For some time the Guardian and other people have been running the most extraordinarily suggestive stories. Let me say to you absolutely clear that I am determined that the House of Commons investigates properly and fully the allegations that have been made. I might perhaps remind you that, against the opposition of many people, I was the person who set up the Nolan Committee. Many people didn’t like that, but I was determined that Parliament should be clean and above suspicion and I established the Nolan Committee. Sir Gordon Downey sprang out of the Nolan Report. I asked Sir Gordon Downey, I was not asked by Sir Gordon Downey, I said to Sir Gordon Downey that he might have all the documentation that he requires to carry out the inquiry that he needs to carry out.
And I went further. I said he can also see all the documentation that was provided for the court case that did not take place, so that he – Sir Gordon – can satisfy himself he has every document that he needs to carry out his investigation.
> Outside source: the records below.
PR #809, opened 2026-06-19
fix(layers): make SoftExponential autograd-correct and NaN-safe (#788)

### LINKED ISSUE #788: Bug: SoftExponential.forward branches on a learnable parameter, breaking autograd and producing NaNs
## Summary

`SoftExponential` in `src/matgl/layers/_activations.py` uses a Python `if`/`elif` ladder on its learnable `alpha` parameter inside `forward`. This has four issues, ranging from a real correctness bug (gradients of `alpha` are computed for only one branch at a time) to numerical and performance footguns.

## Affected code

`src/matgl/layers/_activations.py:62-75`:

```python
class SoftExponential(nn.Module):
    def __init__(self, alpha: float | None = None):
        super().__init__()
        if alpha is None:
            self.alpha = nn.Parameter(torch.tensor(0.0))
        else:
            self.alpha = nn.Parameter(torch.tensor(alpha))
        self.alpha.requires_grad_(True)

    def forward(self, x: torch.Tensor) -> torch.Tensor:
        if self.alpha == 0.0:
            return x
        if self.alpha < 0.0:
            return -torch.log(1.0 - self.alpha * (x + self.alpha)) / self.alpha
        return (torch.exp(self.alpha * x) - 1.0) / self.alpha + self.alpha
```

`self.alpha` is a learnable `nn.Parameter` with `requires_grad=True`.

## Bug 1 — branch decision discards the autograd graph (correctness)

`self.alpha == 0.0` and `self.alpha < 0.0` return a 0-d boolean tensor; the `if` implicitly calls `bool(...)`, which both forces a host-device sync and **drops the comparison from the autograd graph**. Consequences:

- One of the three formulas is picked per call.
- `dL/d(alpha)` is computed only along the branch that fired.
- The decision boundaries (`alpha == 0`, `alpha → 0⁻`, `alpha → 0⁺`) are not differentiable points, and the activation is not piecewise-differentiable in a way autograd can see.
- If `alpha` is currently `−0.01` and the optimum sits at some small `+ε`, the optimizer gets no signal pointing across the boundary. The parameter is effectively trapped in whichever sign region it was initialised in.

A correct piecewise-differentiable implementation uses `torch.where` so both branches' partials in `alpha` participate in the autograd graph. The unused branch must be guarded with safe stand-in inputs (the "double-where trick") because `torch.where` still evaluates both sides:

```python
def forward(self, x):
    a = self.alpha
    safe_log_arg = torch.where(a < 0, 1.0 - a * (x + a), torch.ones_like(x))
    neg = -torch.log(safe_log_arg) / a
    pos = torch.expm1(a * x) / a + a
    out = torch.where(a < 0, neg, pos)
    return torch.where(a.abs() < eps, x, out)
```

## Bug 2 — exact equality test on a float parameter

`self.alpha == 0.0` compares a learned float to exactly zero. After the first optimizer step, `alpha` is almost certainly some tiny non-zero float (e.g. `1e-7`), so the "identity" branch is unreachable in practice. The intent — "behave as identity near zero" — needs a tolerance, e.g. `torch.abs(a) < eps`.

## Bug 3 — undefined-region values silently produce NaN/Inf

For `a < 0`, the formula `−log(1 − a(x + a)) / a` requires `1 − a(x + a) > 0`, i.e. (with `a < 0`) `x > −a − 1/|a|`. For sufficiently negative `x` the `log` argument goes ≤ 0, producing NaN/Inf. In a PES context where features can be large early in training, this is easy to trigger. Fix by clamping the `log` argument to a small positive floor, or reformulating via `softplus`.

## Bug 4 — host-device sync on every call (perf)

`if self.alpha == 0.0:` on a CUDA `alpha` triggers a `.item()` round-trip on every forward, stalling the GPU. `torch.compile` cannot fuse across this. The `torch.where` rewrite removes it.

## Blast radius

`SoftExponential` is not the default for any shipped model. It is selectable via `ActivationFunction` and via string-config model assembly, so a user who picks it hits all four bugs at once. The "softplus2", "swish", "silu" defaults are unaffected.

## Suggested fix

A `torch.where`-based rewrite with the double-where guard plus an `eps` tolerance on the zero-branch, as sketched above. Alternatively, deprecate `SoftExponential` from the `ActivationFunction` enum until fixed.

Happy to send a PR.

0xSoftBoi:
Fixes #788.

`SoftExponential.forward` selected its three formulas with a Python `if` on the learnable `alpha` parameter. This refactors the branch selection to `torch.where` and guards the numerically undefined regions.

## Problems with the old `forward`

```python
if self.alpha == 0.0:
    return x
if self.alpha < 0.0:
    return -torch.log(1.0 - self.alpha * (x + self.alpha)) / self.alpha
return (torch.exp(self.alpha * x) - 1.0) / self.alpha + self.alpha
```

1. **Autograd correctness.** `if self.alpha < 0.0` calls `bool()` on a 0-d tensor, which forces a host-device sync and drops the branch decision from the autograd graph. The activation is not differentiable in a way autograd can see across the sign boundary, so `alpha` is effectively trapped in whichever sign region it was initialised in.
2. **Unreachable identity branch.** `self.alpha == 0.0` is an exact-float comparison on a *learned* parameter. After the first optimizer step `alpha` is some tiny non-zero float, so the intended "identity near zero" behaviour never fires.
3. **NaN/Inf.** For `alpha < 0`, the log argument `1 - alpha*(x + alpha)` goes `<= 0` for sufficiently negative `x`, producing NaN/Inf that then propagates into `alpha.grad` and silently kills training.

## Fix

- Select branches with `torch.where`, keeping both formulas in the autograd graph.
- Treat `|alpha| < eps` as the identity (`alpha -> 0`) region instead of testing exact equality to `0.0`.
- Guard the `log` argument (clamp to a positive floor) and the denominators (the "double where" trick) so both the activation and `alpha.grad` stay finite on the discarded branch too.
- Use `expm1` for the `alpha > 0` branch for accuracy near zero.

Values in the well-defined region are **numerically unchanged** (verified max abs diff `0`–`5e-7` vs the old formula, the residual being `expm1` rounding).

## Tests

Added regression tests in `tests/layers/test_activations.py`:
- output is finite for large-negative `x` with `alpha < 0`,
- `alpha.grad` is finite for those same inputs,
- `alpha` receives a finite, non-zero gradient for both sign initialisations.

These fail on the current code (NaN output / NaN `alpha.grad`) and pass after the fix. Full `tests/layers/` passes (92), `ruff check`/`ruff format` and `mypy` are clean.

One existing assertion in `test_soft_exponential` was updated from `.numpy()` to `.detach().numpy()` for the `alpha == 0` case, because the output now correctly participates in autograd instead of short-circuiting to a detached `x`.

### DIFF
--- a/docs/changes.md
+++ b/docs/changes.md
@@ -7,6 +7,14 @@ nav_order: 3
 # Change Log
 
 ## Unreleased
+- **Fix: `SoftExponential` activation autograd correctness and NaN safety (#788).** `forward` now selects
+  its `alpha < 0` / `alpha > 0` / `alpha ≈ 0` branches with `torch.where` instead of a Python `if` on the
+  learnable `alpha` parameter. The old `if self.alpha < 0.0` forced a host-device sync and dropped the
+  branch from the autograd graph (so `alpha` was effectively trapped in its initial sign region); the
+  `alpha == 0.0` exact-float test was unreachable after the first optimizer step; and the `alpha < 0`
+  formula produced NaN/Inf for sufficiently negative inputs. The log argument and denominators are now
+  guarded so both the activation and `alpha.grad` stay finite. Values in the well-defined region are
+  unchanged.
 - **New: `matgl.utils.MCDropoutWrapper` for uncertainty-aware inference.** Enables Monte Carlo Dropout
   (Gal & Ghahramani, 2016) on any pretrained MatGL model (CHGNet, M3GNet, TensorNet, …) without
   retraining: the backbone stays in `eval()` while only the readout dropout is sampled, and
--- a/src/matgl/layers/_activations.py
+++ b/src/matgl/layers/_activations.py
@@ -56,6 +56,11 @@ class SoftExponential(nn.Module):
     References: https://arxiv.org/pdf/1602.01321.pdf
     """
 
+    # |alpha| below this is treated as the identity (alpha -> 0) region, and it
+    # also floors the log argument / denominator to keep the activation and its
+    # gradient finite.
+    _eps = 1e-6
+
     def __init__(self, alpha: float | None = None):
         """Init SoftExponential with alpha value.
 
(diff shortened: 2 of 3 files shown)


kenko911:
@0xSoftBoi Thanks! It looks good to me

When he has investigated, he will report to the appropriate Commons Committee on members’ interests. I have no doubt they will follow their previous practice of publishing his report, and that is what I would expect them to do. What I am not going to do is to respond to a whole series of individual allegations, upon which a particular spin may be put, until this investigation is completed.
I have made sure that the investigation has full cooperation, I am sure the investigation will be comprehensive, I have no doubt it will be properly considered by the appropriate House of Commons committee and I have no doubt the report, at their instigation, will then be published. And I would think that people, since they have such a comprehensive report, might wait for that report before they make comments or publish articles that may mislead and encourage other people to misunderstand.